La deuxième tendance prend forme avec les longues lettres, souvent virulentes, qui témoignent de la grande liberté de parole des protestants à l’égard de leurs institutions et de leur ministre. Le refus de laisser la politique s’immiscer dans l’Église, d’enfreindre la loi, de contester l’ordre établi au nom d’idées « gauchistes et éphémères », la réputation de l’Église compromise sont les arguments les plus souvent cités assortis de menaces de démissionner sur le champ de l’Église ou de ne plus payer sa cotisation etc.

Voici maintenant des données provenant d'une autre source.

PR #6289, opened 2023-05-09
fix: update sms copy to remove link (policy)

timotheeg:
## Problem
The sms copy for OTPs include the appHost (likely done so we can distinguish staging/prod). 

While it is not a link, with no inclusion of a protocol or path AND sms can contain gov.sg sin Singapore, some agencies would rather not see any links at all to guarantee we comply to regulations.

## Solution
Update copy to remove `appHost` and instead use `FormSG` as a simple string.

The change is backward compatible

cc @amitogp @wanlingt


LinHuiqing (approved):
lgtm!

timotheeg:
Ignoring playwright tests, and merging now.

Le CP ne reste pas insensible devant ces critiques, dont certaines viennent de membres éminents ; il multiplie les occasions de dialoguer, notamment en provoquant la venue de la pasteure Claudette Marquet à la mi-décembre pour une réunion-débat, tandis que l’avocat nationalement connu Jean-Jacques de Felice intervient à la Mission populaire sur le thème de l’objection de conscience. De plus tous les membres du CP décident de remettre leurs mandats lors de l’Assemblée Générale de la paroisse fin janvier 76 afin d’en faciliter si nécessaire le renouvellement et l’expression de toutes les sensibilités.

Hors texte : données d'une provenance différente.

PR #6290, opened 2023-05-09
fix: failing test in SpcpOidBaseClientCache

kenjin-work:
## Problem
The test ``SpcpOidcBaseClientCache › retrievePublicKeysFromNdi() › should call the NDI JWKS endpoint and not retry more than 2 more times if it fails`` is flaky as it can be called a variable number of times (below 3).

Un apaisement sous condition
La situation s’apaise progressivement après Noël et l’hiver 75-76. Le contact est maintenu avec la Préfecture : lors d’une entrevue organisée le 15 décembre, le préfet multiplie les explications embarrassées sur le fait de ne pas avoir prévenu le pasteur Cadier pourtant reçu par ses services le jour-même de l’intervention. Ce dernier dénonce avec force l’illégalité de cette descente de police mais en vain, malgré la ténacité argumentée de son propos.
En mars 76, le trio des insoumis est condamné à huit mois de prison par le TPFA de Rennes ; une violente manifestation de soutien se déroule jusque dans l’enceinte du Palais de Justice.
Durant les années suivantes, le pasteur Cadier signale à plusieurs reprises son souhait d’assurer l’aumônerie pour les détenus protestants de la prison de Nantes, comme la loi de 1905 le permettait. Cela lui est refusé, car le ministère de la Justice demande son avis à la préfecture de Loire-Atlantique, laquelle garde une mémoire mesquine des événements de novembre 75. Il s’ensuit une longue correspondance allant jusqu’à la présidence de la République : Guy Cadier y indique que les préventions de la Préfecture à son égard privent les détenus d’une de leurs libertés fondamentales, puisqu’il est le seul pasteur apte à remplir cette mission. C’est seulement après une intervention du député-maire de Nantes Alain Chenard, que le Garde des Sceaux Alain Peyrefitte accepte en 1980 le chiche octroi d’un mandat de six mois, renouvelable si le pasteur Cadier a respecté scrupuleusement les dispositions légales régissant son ministère. Une disposition ad hominem perçue évidemment et à juste titre comme vexatoire par l’intéressé… Pour d’aucuns, l’accueil inconditionnel au nom de l’Évangile peut rester une faute impardonnable.